Split | InceptionV3 | ResNet101V2 | ResNet152 | ResNet50 | Xception |
---|---|---|---|---|---|
100% | 0.93925 | 0.93450 | 0.915600 | 0.93275 | 0.93975 |
50% | 0.93550 | 0.90925 | 0.936516 | 0.90650 | 0.93875 |
25% | 0.89875 | 0.92050 | 0.907726 | 0.91900 | 0.92925 |
10% | 0.78500 | 0.89825 | 0.885581 | 0.82050 | 0.89625 |
3% | 0.85025 | 0.83450 | 0.811024 | 0.77100 | 0.65925 |
1% | 0.56800 | 0.52425 | 0.777067 | 0.52225 | 0.49975 |
Interestingly, as shown more readily in Figure 1 there is a large variance in model performance for ResNet152 and other models. This variance was not consistent and is likely explained by randomness in models with very small data sets. Sometimes the models would perform much better than others which may just be chalked up to luck.
Expanded Labels
Supervised model with various splits of labeled data. In Addition to the “permanently irrigated” we also include Vineyards, Rice fields, fruit orchards and olive groves, which now represents approximately 6.24% of the dataset.

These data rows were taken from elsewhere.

PR #8415, opened 2020-11-04
The editing root should remain focused when saving changes in the embed

### LINKED ISSUE #8318: The editing root should remain focused when saving changes in the embed

1.  Run an editor with a dynamic toolbar (inline, balloon) in http://fake.ckeditor.com:8125/ckeditor5-html-embed/tests/manual/htmlembed.html.
2.  Edit an embed.
3.  Save it.

### ✔️ Expected result

Widget is focused. The editor is focused. The toolbar remains visible.

### ❌ Actual result

The editor loses focus. The global toolbar disappears.

## 📃 Other details

*   follow-up of #8301.

---

pkwasnik:

Fix (html-embed): The editing root should remain focused when saving changes in the embed. Closes #8318.

---

### Additional information

### DIFF
--- a/packages/ckeditor5-html-embed/src/htmlembedediting.js
+++ b/packages/ckeditor5-html-embed/src/htmlembedediting.js
@@ -166,7 +166,7 @@ export default class HtmlEmbedEditing extends Plugin {
 						// it's enough to update the model – the entire widget will be reconverted.
 						if ( newValue !== state.getRawHtmlValue() ) {
 							editor.execute( 'updateHtmlEmbed', newValue );
-							editor.focus();
+							editor.editing.view.focus();
 						} else {
 							this.cancel();
 						}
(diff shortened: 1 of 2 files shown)


packages/ckeditor5-html-embed/src/htmlembedediting.js
```diff
@@ -166,6 +166,7 @@ export default class HtmlEmbedEditing extends Plugin {
 						// it's enough to update the model – the entire widget will be reconverted.
 						if ( newValue !== state.getRawHtmlValue() ) {
 							editor.execute( 'updateHtmlEmbed', newValue );
+							editor.focus();
```
jodator, line 169: I think that the a8410bf was on point here.

As per [this comment](https://github.com/ckeditor/ckeditor5/issues/714#issuecomment-721086621) in the PR that introduced `editor.focus()` the semantics of both is a bit different, even though it's a shortcut for the `editor.editing.view.focus()`.

IIRC - the reason behind this is that `editor.focus()` might change in the future. A similar thing is being reverted - buttons should use `editor.editing.view.focus()`.

jodator (changes requested):
As in my only comment for the PR as in general, it is good: the preferred way, AFAICS, is to use `editor.editing.view.focus()` in the UI.

jodator (approved):
Cool, thanks! :+1:

PR #8417, opened 2020-11-05
Improved a check for pasting the nesting lists in PFO

### LINKED ISSUE #7805: paste-from-office: Losing indent level for nested lists of different type (numbered, bullet)

pomek:

Fix (paste-from-office): Improved a mechanism that detects nested lists while pasting from Word. In some scenarios, pasting nested lists could produce invalid results in the editor. Closes #7805.


packages/ckeditor5-paste-from-office/src/filters/list.js
```diff
@@ -370,6 +375,14 @@ function isNewListNeeded( previousItem, currentItem ) {
 	}
 
 	if ( previousItem.id !== currentItem.id ) {
+		// See: #7805.
```
jodator, line 378:
```suggestion
		// See: https://github.com/ckeditor/ckeditor5/issues/7805.
```

packages/ckeditor5-paste-from-office/src/filters/list.js
```diff
@@ -361,6 +361,11 @@ function removeBulletElement( element, writer ) {
 // Whether previous and current item belongs to the same list. It is determined based on `item.id`
 // (extracted from `mso-list` style, see #getListItemData) and previous sibling of the current item.
 //
+// However, it's quite easy to change the `id` attribute for nested lists and it will break the list feature while pasting.
+// Let's check also the `indent` attribute. If between those two elements, the difference is equal to 1, we can assume that
+// the `currentItem` is a beginning of the nested list because lists in CKEditor 5 always starts with the `indent=0` attribute.
```
jodator, line 366:
```suggestion
// However, it's quite easy to change the `id` attribute for nested lists in Word. It will break the list feature while pasting.
// Let's check also the `indent` attribute. If between those two elements, the difference is equal to 1, we can assume that
// the `currentItem` is a beginning of the nested list because lists in CKEditor 5 always starts with the `indent=0` attribute.
```

jodator (approved):
I don't have words for the Word issues anymore... This case looks solved :+1: .

I've added full links to the issue as you need to quickly browse the GH in case you really want to understand the story behind.

I've updated one thing in the comment so hopefully, I get that one right.

Issue #8328, opened 2020-10-23
Can't save an HTML embed after pasting a text from the editor


Mgsy:
## 📝 Provide detailed reproduction steps (if any)

1.  Insert a new HTML embed/edit the existing one.
2.  Select some text in the editor.
3.  Copy it.
4.  Paste it to the HTML embed.
5.  Save changes.

### ✔️ Expected result

Changes are saved.

### ❌ Actual result

Nothing happens.

## 📃 Other details

![](https://user-images.githubusercontent.com/20988892/96963900-c6417680-1509-11eb-80f2-a35a988629df.gif)

---

If you'd like to see this fixed sooner, add a 👍 reaction to this post.

pomek:
The same kind of error (missing selection on the widget element).

1. **Insert** an empty widget.
2. Enter.
3. **Insert** a second widget.
4. Click the first `textarea`.
5. Type whatever.
6. After saving changes, the second container will be modified.

![image](https://user-images.githubusercontent.com/2270764/96964870-824f7100-150b-11eb-87e7-455b06372e08.png)

pkwasnik:
Another similar bug:

1.  Insert or edit widget (do not save)
2.  Click anywhere outside the widget
3.  Try to save
4.  Nothing happen

psmyrek:
I've created a follow-up #8509 to provide a generic solution for selecting a widget, which has the `data-cke-ignore-events` attribute.

PR #8421, opened 2020-11-05
Reflecting commands state by save button.

### LINKED ISSUE #8357: Raw HTML widget buttons don't reflect commands state

Raw HTML widget buttons don't reflect commands state. When the editing command is disabled, the edit and save buttons should be disabled as well. This happens for example when track changes is turned off (the feature is not yet integrated with TC).

pkwasnik:

Fix (html-embed): Reflecting commands state by save button. Closes #8357.

---

### Additional information


packages/ckeditor5-html-embed/src/htmlembedediting.js
```diff
@@ -352,6 +353,7 @@ function createDomButton( locale, type ) {
 			label: t( 'Save changes' ),
 			class: 'raw-html-embed__save-button'
 		} );
+		buttonView.bind( 'isEnabled' ).to( command, 'isEnabled' );
```
jodator, line 356: Unfortunately, the button is destroyed (see below) here and w only use `ButtonView` to render the DOM element (by using `cloneNode()` below.

The problem with this that you can still click and execute the button. The disabled state is taken into consideration only when the button is created.

The best way to test it in the manual test is to change the editor state to ["read-only"](https://ckeditor.com/docs/ckeditor5/latest/features/read-only.html) by executing in the console:

```
editor.isReadOnly = true;
```

jodator (changes requested):
I think that we didn't check this case when implementing HTML embed so a new solution or a fix must be provided for the buttons used there.

At this moment I wonder if:
- We need to destroy the button at all - thus we would have the `ButtonView` binding working - OTOH I'm not sure if that binding it to a command will not leak memory.
- Simple listener to change button state might be enough (using VanillaJS framework ;) )
- Again, we must ensure that this will not leak the momory.

jodator:
After quick talk during sync - we didn't use `ButtonView` instances there because of memory leaks. There's a work-around to use a view [post-fixer](https://ckeditor.com/docs/ckeditor5/latest/api/module_engine_view_document-Document.html#function-registerPostFixer). You should be able to check which views are not in the view root anymore and run `buttonView.destroy()` to detach listeners (created by `view.bindTo()` call.

The "edit" button must be disabled as well when the command is disabled (note that there are 2 commands - one for inserting and one for editing which I wasn't aware before).

pkwasnik:
Clicking "save" will return to preview only when there are no changes (this a "feature" made on purpose). Otherwise button will not work:



About `edit` button there is a bug that is blocks it. Currently, edit command is disabled when the focus is outside of the editor. If we will link the `edit` state to that command than button will be disabled until the widget will be clicked. There is a bug open for serveral similar cases, including this one: #8328

jodator (approved):
After reading this over and over I agree that in the current state the least we can do is to disable the save button. I don't like this feature UX but let live with it for a while.

Sorry for longer review @pkwasnik, everything is OK now. According to the ticket description and later talks :+1:

Issue #11851, opened 2022-05-30
Discovery: research keyboard handling for grid components


mlewand:
## Provide a description of the task

Research best practices on how to handle grid navigation using the keyboard.

We have multiple grid-like UI components:

*   [Colors in the font color dropdown.](https://github.com/ckeditor/ckeditor5/issues/11841)
*   [List styles (in a dropdown)](https://github.com/ckeditor/ckeditor5/issues/11041).
*   [Table dimension grid in insert table button dropdown.](https://github.com/ckeditor/ckeditor5/issues/3176)
*   [Special characters](https://github.com/ckeditor/ckeditor5/issues/9037).

To make it clear: this issue is just discovery. It's meant just to figure out best way to implement it and see why we have it implemented the way we did. We also can make some PoC to see how much effort will it require to fix it.

Once we have figured how this should be solved, we can move on to each separate issue.

mlewand:
There's a curious thing in how we handle grids as _some_ of them have not predefined columns.

For example, list styles have responsive grid, based only on CSS. However font colors do have predefined columns count.

mlewand:
As far as the implementation goes we might consider doing it as a helper rather than making this feature a UI component class.

An example of such composition-based approach is click outside handler: https://github.com/ckeditor/ckeditor5/blob/30286f77b39526fce2856b03b9be0ba4cc91d1c7/packages/ckeditor5-ui/src/bindings/clickoutsidehandler.js#L27

oleq:
For the record, it looks like the table insertion grid should handle keyboard differently because when reaching the right boundary of the grid, the right arrow key should not move focus back to the first column (which would be expected in the color grid).

mmotyczynska:
Yet another approach could be using a FocusCycler as it's already partly used in grid-based features. We'd have to enhance it for grids so e.g. the next/previous methods would 'know' that at some point a row of elements ends and we have to go to the beginning/end of the row instead of to the next/previous element. And of course we'd have to add vertical navigation as well for handling arrow up/down events.

Reinmar:
BTW: https://github.com/ckeditor/ckeditor5/issues/5772

mmotyczynska:
### Navigation (tab vs arrow keys):

There should be two different navigation handled (they shouldn’t be mixed together):

*   Between sections in the dropdown (tab)
*   Between items of the grid (arrow keys)

[...]

Issue #5859, opened 2019-11-28
The selected language in code block dropdown is not visible


jodator:
## 📝 Provide detailed reproduction steps (if any)

1. Open code block feature guide
2. Place caret in either JavaScript or HTML/XML block
3. Open code block dropdown

### ✔️ Expected result

A selected language is visible (is scrolled to if possible)

### ❌ Actual result

The active dropdown action is not visible.

## 📃 Other details

![Selection_075](https://user-images.githubusercontent.com/247363/69799859-609f1a00-11d4-11ea-9a2a-a21c270dc2b9.png)

* Browser: Safari, Firefox probably Chrome also
* CKEditor version: latest master

---

If you'd like to see this fixed sooner, add a 👍 reaction to this post.

jodator:
It's worse on Safari as they don't render the scrollbar there and the list looks like finite:

![Zrzut ekranu 2019-11-28 11 55 25](https://user-images.githubusercontent.com/247363/69800925-7c0b2480-11d6-11ea-8f75-07be4c1bb392.png)

bbenjamin:
Something to note, that may mean this is easier to solve: This is a problem on pages that have loaded with existing code blocks. If a new code block is added, or the language in an existing code block is changed, then the active language is automatically scrolled to when the select is opened. This can be reproduced on https://ckeditor.com/docs/ckeditor5/latest/features/code-blocks.html

Issue #1037, opened 2018-05-23
Improve accessibility of drop–downs


oleq:
1.  The screen reader should properly announce that the button has a popup, (#12258)
    1.  ~The screen reader should explain the way to open it, (this will also be handled by #12258)~
2.  ~The screen reader focus should move properly to the drop–down and follow the navigation across its content~ (#11838)
3.  ~Exiting the drop–down should also be explained by the text reader.~ (not needed as [discussed later](https://github.com/ckeditor/ckeditor5/issues/1037#issuecomment-1147652455))

oleq:
1. Our dropdowns have no `aria-expanded` but should have (see an example from w3c https://www.w3.org/TR/wai-aria-practices-1.1/examples/listbox/listbox-collapsible.html)
   * The only places that have that attribute are CollapsibleView (list properties: start index, reversed section) and SplitButtonView (a button for dropdowns with an “extra arrow”).

wimleers:
AFAICT this overlaps with #11568, #11041, #10368, #3184, #2000, #3215, #3185, #3176 and #11838.

What seems _different_ about this ticket is that it seems to stress the _screen reader_ aspect.

So I propose to retitle/rescope this to `Improve screenreader support of dropdowns`, and to do this _after_ it's been made keyboard-accessible. Doing that first is necessary anyway, and may solve some of the problems outlined here 😊

Comandeer:
> The screen reader should properly announce that the button has a popup,

It can be done by adding the [`[aria-haspopup]`](https://developer.mozilla.org/en-US/docs/Web/Accessibility/ARIA/Attributes/aria-haspopup) and [`[aria-expanded]`](https://developer.mozilla.org/en-US/docs/Web/Accessibility/ARIA/Attributes/aria-expanded) attributes to buttons triggering dropdowns. Depending on what the dropdown is, the `[aria-haspopup]` attribute can take different values instead of generic `true` (e.g. `menu` if the dropdown is some kind of a menu). We also need to ensure that the dropdown itself has an appropriate role (e.g. `[role=menu]` in case of menu dropdown). ARIA Practices contains a decent [menu button sample](https://www.w3.org/WAI/ARIA/apg/example-index/menu-button/menu-button-actions.html).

Split | InceptionV3 | ResNet101V2 | ResNet152 | ResNet50 | Xception |
---|---|---|---|---|---|
100% | 0.888028 | 0.856050 | NaN | 0.859056 | 0.885477 |
50% | 0.873269 | 0.819424 | 0.836826 | 0.863794 | 0.847577 |
25% | 0.850856 | 0.837008 | 0.851130 | 0.847303 | 0.840835 |
10% | 0.835550 | 0.847030 | 0.842839 | 0.813138 | 0.844479 |
3% | 0.824071 | 0.817420 | 0.801840 | 0.831906 | 0.830357 |
1% | 0.805029 | 0.808582 | 0.554391 | 0.559311 | 0.627187 |
As stated above, it appears that randomness in the training has produced models with a large variance in accuracy for the 1 percent data split. Another interesting observation with using the expanded labels is that model performance improves quickly as opposed the more expected logarithmic curve exhibited when training with regular labels.
ImageNet Pretraining
Models were trained on each architecture and labeling methodology using weights from ImageNet as a starting point. When using ImageNet weights the models were only trained on RGB channels.
Regular Labels
Supervised model with various splits of labeled data. Used only the “permanently irrigated” label for classification but trained only on the RGB channels using ImageNet weights.
Split | InceptionV3 | ResNet101V2 | ResNet152 | ResNet50 | Xception |
---|---|---|---|---|---|
100% | 0.85600 | 0.88225 | 0.816929 | 0.82875 | 0.89575 |
50% | 0.85425 | 0.88475 | 0.790600 | 0.81050 | 0.88525 |
25% | 0.84125 | 0.85025 | 0.789616 | 0.81700 | 0.87650 |
10% | 0.82425 | 0.73550 | 0.725640 | 0.78925 | 0.83625 |
3% | 0.81675 | 0.84250 | 0.760827 | 0.77600 | 0.84625 |
1% | 0.77875 | 0.78150 | 0.704724 | 0.76625 | 0.82575 |
The ImageNet weights seem to produce more consistency in the models across all data splits but does not achieve the same accuracy as the full models as the fraction of labeled data increased. The Xception architecture was the best performing across all data splits.
Expanded Labels
Supervised model with various splits of labeled data. Used expanded labels (permanently irrigated, Vineyards, Rice fields, fruit orchards and olive groves) for classification but trained only on the RGB channels using ImageNet weights.
Split | InceptionV3 | ResNet101V2 | ResNet152 | ResNet50 | Xception |
---|---|---|---|---|---|
100% | 0.821793 | 0.846028 | 0.792821 | 0.793003 | 0.845117 |
50% | 0.811224 | 0.834001 | 0.784803 | 0.794734 | 0.845208 |
25% | 0.802660 | 0.829173 | 0.775237 | 0.763575 | 0.828626 |
10% | 0.743349 | 0.783710 | 0.754100 | 0.760933 | 0.822522 |
3% | 0.741345 | 0.780703 | 0.752278 | 0.720390 | 0.806214 |
1% | 0.777332 | 0.769133 | 0.737518 | 0.717474 | 0.784074 |
The performance with this experiment is very similar to the regular labels with the Xception model appearing to be the best.